Ribbit - gosh, I don't know what to say...My problem is, that everything has to be perfect all the time. I can't help it! Hee Hee
Daphne - This was a valuable lesson to me. The kind that will be remebered the rest of my life.
Cheryl - You'll have some better weather soon, and then you can show us how to do it right! Relax.....Oh god, that's hard for me to do. I'm tensed up 24/7.
Granny - Maybe your toms will be ok, i'm sure they will. Hardening plants off is something that takes alot of patience, and I killed my sister's plants by getting in a hurry.
EG
Don't worry about how they look now. Wait until they are in MNs climate for a while. You will be surprised how they take off. I emailed a link to yours and Sinforian's blog about SWCs to my son who lives in a rental with a large deck.
John
Your tomatoes look fine! They are actually larger and have more leaves on them than mine do. I strip the leaves and plant almost all of the stem so I just have about 2 leaves on the top of my tomatoes LOL Your "self-watering" contraption looks cool!
That is an amazing setup for sure. Bravo! Glad to see you got the time to get it done before the storms.
Boy am I jealous. hehe
Your tomatoes look great EG. I have some big & some small too. In 2-3 weeks I bet you couldn't tell the difference between them. That watering system is pretty cool stuff!
I burnt some leaves on my early tomato today, poor fella.
"Seeing everyone else's beautiful plants makes me feel like the worst propagator on the web, but i'll do better next year" I think I just basically said the same thing to Granny. I look at all your beautiful healthy plants and wonder why mine aren't doing as well as yours! At least you didn't fry your toms with a space heater. 0.o They'll perk up don't worry too much about them.
I was wondering about the red syphon bucket too since it also seems like a great mosquito breeding ground. Glad to see it covered. Hope the syphon holds. If not maybe just pick up some mosquito netting which should keep out both bugs and leaf debris.
John - if your son needs any help with them, let me know...
Judy - the self-watering setup seems to be keeping things in check right now, it'll be interesting to see how it does later.
Sinfonian - Thanks. It was quite easy to do, and should do well.

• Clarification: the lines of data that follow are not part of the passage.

PR #263, opened 2020-04-18
Make hive operational again

holiman:
A massive PR which brings along quite a lot of needed maintenance. To name a few: 

- Graphql tests now actually work (they previously failed, but were reported as successfull). Geth + Besu enabled. 
- Aleth fixed up for Istanbul+
- Ability to download simulator log file, which is quite important
- Expose log file even if client container doesn't open RPC port
- Several more cmd line options, e..g to make it possible to run tests more limited, for local testing
- Make "popups" use regular windows/tabs instead of pesky floating windows

Changes some cmd line params too: 

```
     sim-parallelism => sim.parallelism
     simlimiter => sim.testlimit
     sim-rootcontext => sim.rootcontext
     simloglevel => sim.loglevel
```


holiman:
I don't want this squashed. The commits are pretty unrelated to eachother. I might squash it a bit manually before I merge it

PR #287, opened 2020-05-07
add besu fast-sync config flags for contrived test chains

RatanRSur:
hyperledger/besu#797 brought up a fast sync issue that is a result of the test chain not conforming to certain configured minimums.

These flags are there to protect against chain reorgs and bad pivot-block-selection while fast syncing. I'm curious why geth's sync doesn't need these precautions! If you have a link to a resource that explains how geth's sync gets around these that would be lovely.

### DIFF
--- a/clients/besu/besu.sh
+++ b/clients/besu/besu.sh
@@ -54,7 +54,8 @@ else
 fi
 
 if [ "$HIVE_NODETYPE" == "full" ]; then
-	FLAGS="$FLAGS --sync-mode=FAST"
+	FLAGS="$FLAGS --sync-mode=FAST --fast-sync-min-peers=1 --Xsynchronizer-fast-sync-pivot-distance=0"
+
 fi
 if [ "$HIVE_NODETYPE" == "light" ]; then
     echo "Besu does not support light nodes"


holiman:
Well, if you explain why you need them, that'd be easier to answer :) 

Some reasons to _not_ have those things: 
- When private networks are used, they are often pretty small. So if you spin up a couple of internal nodes on a private network, it's nice if those can sync with eachother. 
- That said, we did see a fast-sync 'tar pit' attack on mainnet nodes ~a year ago. What happened was that someone was scanning the DHT for new nodes, and instantly peered with them, and presented them with a fast-sync: "Hey I've got the full state, at height `4`", and the victim very quickly performed a fast-sync against the malicious node. And then had to block-by-block import the remaining 9 million nodes. 
  - As a response to that, we made use of the CHT (canonical hash tables), and simply choose not to sync to a pivot point below the last CHT block. 

But please let me know what other dangers you see, and I can probably answer why geth does or does not need them.

holiman:
Ok, prod server updated, I guess we'll see if it works within ~24 hours or so

PR #290, opened 2020-06-02
Pass only request name to send instead of the whole request

adamschmideg:
Before:
```
t.sendPacket(toid, toaddr, req, packet, callback)
```
where `req` is the unencoded packet used only to get its name.

After
```
t.sendPacket(toid, toaddr, req.name(), packet, callback)
```
Now the intention is clear.

### DIFF
--- a/simulators/devp2p/udp.go
+++ b/simulators/devp2p/udp.go
@@ -353,7 +353,7 @@ func (t *V4Udp) SpoofedPing(toid enode.ID, tomac string, toaddr *net.UDPAddr, fr
 
 	}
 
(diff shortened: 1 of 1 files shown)


holiman:
Why is this an improvement?

adamschmideg:
It's not a big improvement by itself but a part of a bigger refactoring to write dockerless tests.  I thought it's better to break it down into smaller PRs.

It's to make it possible to test certain cases. The current test passes a dummy `&ping{}`  (so its name can be used) and passes a different packet with some junk metadata.

adamschmideg:
I'm taking a different path implementing it first outside Hive.

PR #302, opened 2020-06-29
Update Nethermind Dockerfile for hive specific docker 

SebastianDremo:


holiman:
What is the benefit of doing this -- and what is the difference between the two versions? We want hive to use the 'real' thing, if possible.  
If it's for dev/testing, you can just define another (`nethermind2`) client which uses whatever docker image you want.

SebastianDremo:
nethermind/nethermind:alpine is from up to date Nethermind's release (so I guess we can take it as 'real' thing) 

nethermindeth/nethermind-hive:alpine is nightly build from master branch

Let's assume the scenario in which I make some changes to hive-integration module but did some mistakes and pushed it to our master.
This bug goes to the newest release and ends up failing all of the Hive's tests on public board.
Right after I find out that the tests are not passing I push the fix to master but in order to see if the Hive's public tests are green now I have to wait until next release so like 2-3 weeks.

I agree that with this approach we will be looking at Nethermind's master branch and not the newest package so maybe creating the second client is better idea if Hive is more for production testing

holiman:
I see... Another approach which is pretty common, is to do as we've done with geth here: https://github.com/ethereum/hive/blob/master/clients/go-ethereum/Dockerfile#L8 

So we define only one geth-client, but if we run it woth `hive ... -client go-ethereum_latest`, then the base image will be `ethereum/client-go:latest`. Thus, when running it, we can decide if we want to run `latest` or `stable` or something else. 
So perhaps you can use the same approach? Geth uses `latest` as in "whatever is committed to master", and `stable` as "latest official release". 
Why do you use `nethermindeth` instead of `nethermind`?

tkstanczak:
@holiman we initially created a user with nethermind and then because you have to chose a different name for organization we picked nethermindeth. Tried to change it later with docker but they do not support any changes for the account names.

PR #318, opened 2020-09-02
Make clients discoverable so bonding can occur; Fix incorrect graphql port

davemec:
Make clients discoverable so bonding can occur
- Besu requires a bonded node ino order to start syncing

Fix incorrect graphql port
- Startup scripts were modified to use port 8550 so update graphql tests to also use that port


holiman:
Hm, the `nodiscovery` is to prevent the geth/OE node from reaching out into the world trying to discover peers, it doesn't make them un-bondable. Does changing this fix besu problems? What particular problems are fixed by this?

holiman:
But that doesn't make sense.. Geth _should_ stil respond to `PING` even when `--nodiscover` is used, it should just stop the geth node from starting it's own discovery mechanism. Or am I wrong, @fjl ?

holiman:
I mean, I don't particularly want to be the blocker on this, I just want to understand what is not working and why, and ensure that we fix it the right way

fjl:
The `--nodiscover` option in geth turns off the discovery listener entirely, so it won't be reachable. If you want to run the discovery but prevent it from talking to the internet, you need to use `--netrestrict`.

fjl:
I think we should try to make the test work without discovery, so the besu launcher needs to change to use RPC `admin_addPeer` for the connection.

davemec:
The test did use the rpc end point but was changed to use the boot nodes. I
can update the flag to --netrestrict but I don't see the need to run the
geth node as completely non-discoverable.

holiman:
I'm looking at the tests now.. So, afaict, the [code](https://github.com/ethereum/hive/blob/master/simulators/ethereum/graphql/graphql.go) does not spin up any geth-node, when `besu` is the client under test. So no bonding occurs, because there simply aren't any other clients involved. So I don't see how this could possibly fix any errors? https://github.com/ethereum/hive/blob/master/simulators/ethereum/graphql/graphql.go

I mean, aside from the port-change, that is all good.

holiman:
Ok, this was confusing. I somehow thought the entire PR was about fixing graphql, but it's fixing two separate issues. 

I'm fine with merging this, unless @fjl  has some other idea?

holiman (approved):

PR #319, opened 2020-09-08
chaintools: ineffectual error assignment preventing genesis file from being opened

renaynay:
This PR fixes an ineffectual error assignment that prevented a genesis file from being accepted with the command `chainGenesis`. 

The following error would result: 

```
CRIT[09-08|14:35:38] failed to read genesis json              error=nil
```

Now, if a user specifies the `chainGenesis` command after the `chainGenerate` command, a more descriptive error will be logged:

```
CRIT[09-08|14:37:33] failed to read genesis json              error="open : no such file or directory"
```

This does not solve the problem, however, that the order in which a user specifies `chainGenerate` and `chainGenesis` matters for whether the given filepath+name is actually recognized.

The valid order is: 
```
-chainGenesis <filepath> -chainGenerate <bool>
```

### DIFF
--- a/chaintools/chaintools.go
+++ b/chaintools/chaintools.go
@@ -1,7 +1,6 @@
 package chaintools
 
 import (
-	"fmt"
 	"io"
 	"io/ioutil"
 	"math/big"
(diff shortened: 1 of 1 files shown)


holiman (approved):
LGTM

Dan - Thanks. I think we all need to take lessons on tomato seedling propagation from John. Hee Hee...His look great!
Jenn - I was worried about the mosquito thing, too. Maybe I can find some netting, and put that on top. Thanks for the suggestion!
Hi EG,
I love the tainer concept and decided to try for myself, but instead of using siphon for AWS, I connected 5 tainers together with nipples, cut pieces of garden hose and hose clamps just above the bottoms of the water holding areas. (Be sure to drill the hole tight and silicone the hose connector nipple on the inside of your tainers before adding planting platform and soil mix ;)
A feeder bucket attaches to the first tainer the same way the others are connected together and a capped drain hose is drilled into last tainer (to aid winter drainage). The feeder bucket lid will soon have a hole drilled into it to accept a 1/4" drip tube with a 2 gal per hour drip off my timer controlled AWS garden line.
Been a week and everything still looks good. Lifted the lid off the feeder bucket today and it took less than a gallon of water to start the tainer overflows so automatic drip may have to be slower to avoid too much over flow while watering the rest of the garden. Thanks to you and Tomatofest.com for a great idea!